A Study on the Real-time Recommendation Box Recommendation of Fulfillment Center Using Machine Learning (기계학습을 이용한 풀필먼트센터의 실시간 박스 추천에 관한 연구)

  • Dae-Wook Cha;Hui-Yeon Jo;Ji-Soo Han;Kwang-Sup Shin;Yun-Hong Min
    • The Journal of Bigdata
    • /
    • v.8 no.2
    • /
    • pp.149-163
    • /
    • 2023
  • Due to the continuous growth of the E-commerce market, the volume of orders that fulfillment centers have to process has increased, and various customer requirements have increased the complexity of order processing.
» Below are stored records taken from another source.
PR #2393, opened 2016-11-28
Feature/1922 leads

### LINKED ISSUE #1571: Warn users in lead conversion if profile default account record type is same as Household/One to One
If default is set to same record type as is used for Household or One to One, then Affiliate accounts created in lead conversion will have that record type be treated as individual account in reporting and naming.

Could be in Health Check too, but then would have to check against all profiles?

### LINKED ISSUE #1922: BUG: Lead Conversion page does not respect Lead Process Status selected values

### LINKED ISSUE #2378: If Opp created in Lead Conversion, Opp Automatic Naming does not fire
1. Set up NPSP Opp Naming for 'Both' and select a standard naming rule for profile's default Opp record type
2. Create Lead using 'Self' as Company
3. Convert using NPSP override - uncheck 'Do not create opportunity...' box

Result: Lead is converted correctly to Contact/Household, however Opportunity has name as set in Lead Conversion dialog and is not being updated to use naming rules as expected on Opportunity save. Admin must 'Refresh Name' to update.

jjbennett:
# Critical Changes

# Changes

# Issues Closed
Fixes #1922 
Fixes #1571 
Fixes #2378

### DIFF
--- a/src/classes/LD_LeadConvertOverride_CTRL.cls
+++ b/src/classes/LD_LeadConvertOverride_CTRL.cls
@@ -311,6 +311,17 @@ public with sharing class LD_LeadConvertOverride_CTRL {
             strConId = 'NEW_CONTACT';
         if (!isSpecialAccount)
             strAfflAccountId = listSOAfflAccounts[1].getValue(); // either the first existing or the new account if none.
+
+        // warn user if default record type is the same as the HH Account Record Type
+        Id recTypeId = UTIL_CustomSettingsFacade.getContactsSettings().npe01__HH_Account_RecordTypeID__c;
+        if (recTypeId != null) {
+            sObjectType objType = Account.sObjectType;
+            String recTypeName = UTIL_RecordTypes.getRecordTypeName(objType, recTypeId);
+            if (UTIL_RecordTypes.isRecordTypeDefault(objType, recTypeName)) {
+                apexPages.addMessage(new ApexPages.Message(ApexPages.Severity.Warning,
+                        Label.leadConvertRecordTypeWarning));
+            }
+        }
     }
     
     /*******************************************************************************************************
@@ -338,7 +349,7 @@ public with sharing class LD_LeadConvertOverride_CTRL {
     	try {
 	        if (strConId == null) {
 	            apexPages.addMessage(new ApexPages.Message(ApexPages.Severity.Error,
-	                'You must select an option in the Contact box.'));
+	                label.leadConvertContactSelection));
 	            return null;
 	        }
 
--- a/src/classes/LD_LeadConvertOverride_CTRL.cls
+++ b/src/classes/LD_LeadConvertOverride_CTRL.cls
@@ -85,20 +85,6 @@ public with sharing class LD_LeadConvertOverride_CTRL {
     public boolean doNotCreateOpp { get; set; }
 
     /*******************************************************************************************************
-    * @description Shows the value of the lead status
-    */
-    public string leadConvStatus {
-    	get {
-    		if (leadConvStatus == null || leadConvStatus == '') {
-                if (lcStatuses != null && lcStatuses.size() > 0)
-                    leadConvStatus = lcStatuses[0].getValue();
-    		}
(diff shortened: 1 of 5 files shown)


jjbennett:
@njjc @davidhabib this PR is ready, Nic adding you to get your thoughts as well on how I'm resolving the available status by record type via JS on LeadConvertOverride.

src/classes/LD_LeadConvertOverride_CTRL.cls
```diff
@@ -361,7 +358,7 @@ public with sharing class LD_LeadConvertOverride_CTRL {
 	        lc.setLeadId(l.Id);
 	        if (!doNotCreateOpp && Schema.SObjectType.Opportunity.isCreateable()) lc.setOpportunityName(oppName);
 	        lc.setDoNotCreateOpportunity(!Schema.SObjectType.Opportunity.isCreateable() || doNotCreateOpp);
-	        lc.setConvertedStatus(leadConvStatus);
+	        lc.setConvertedStatus(l.Status);
```
jjbennett: The default converted status will be set on the page, the user can change it if there are multiple options. Whatever is chosen will be used.

src/classes/LD_LeadConvertOverride_TEST.cls
```diff
@@ -91,15 +91,19 @@ private class LD_LeadConvertOverride_TEST {
...
         system.assertEquals(1, ext.listSOAccounts.size());
         system.assertEquals(1, ext.listSOAfflAccounts.size());
 
         // this selects the "New" option in the Contact box
         ext.strConId = 'NEW_CONTACT';
         ext.strAccountId = 'AUTO';
+
         Test.startTest();
-        ext.convertLeadNow();
+        for (SelectOption lcStatus : ext.lcStatuses) {
```
davidhabib: I'm guessing the tests did this loop, because they didn't know what status value would actually convert the lead.  are you certain that convertLeadNow() will always succeed?

src/pages/LD_LeadConvertOverride.page
```diff
@@ -231,9 +230,18 @@
         </apex:form>
 
     </div>
-
-    <apex:outputField value="{!lead.company}" rendered="false" />
-    <apex:outputField value="{!lead.name}" rendered="false" />
-    <apex:outputField value="{!lead.Email}" rendered="false" />
-    <apex:outputField value="{!lead.OwnerId}" rendered="false"/>
+    <script>
+        window.onload = function filterStatus() {
```
davidhabib: a comment header on what this function is trying to do would be helpful.

src/classes/LD_LeadConvertOverride_TEST.cls
davidhabib: my bad!  I thought the old version of the test had this loop and you removed it!  So you are doing this because you aren't sure what is the valid converted status to use?  is there really no way other than trying them all?

src/classes/LD_LeadConvertOverride_CTRL.cls
davidhabib: got it.  this Status is coming from what the user chooses on the page.

src/classes/LD_LeadConvertOverride_TEST.cls
jjbennett: I cannot find a way since the page never really loads in the test, it doesn't know the valid values based on Visualforce filtering by recordType for us. The only way I could find to get this information in Apex was by using that metadata api workaround. I'm also working under the assumption that there won't be too many orgs set up with too many converted statuses based on record types.

davidhabib: got it.  thanks.

davidhabib:
ok, I'm merging this even though I can't get the build to run on it! (repeat [sf:deploy] Request Status: Pending for the next hour!).  I've deployed it to my own org and tested it, and code reviewed it.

Along with this trend, the operational efficiency of fulfillment centers due to increased labor costs is becoming more important from a corporate management perspective. Using historical performance data as training data, this study focused on real-time box recommendations applicable to packaging areas during fulfillment center shipping. Four types of data, such as product information, order information, packaging information, and delivery information, were applied to the machine learning model through pre-processing and feature-engineering processes. As an input vector, three characteristics were used as product specification information: width, length, and height, the characteristics of the input vector were extracted through a feature engineering process that converts product information from real numbers to an integer system for each section. As a result of comparing the performance of each model, it was confirmed that when the Gradient Boosting model was applied, the prediction was performed with the highest accuracy at 95.2% when the product specification information was converted into integers in 21 sections. This study proposes a machine learning model as a way to reduce the increase in costs and inefficiency of box packaging time caused by incorrect box selection in the fulfillment center, and also proposes a feature engineering method to effectively extract the characteristics of product specification information.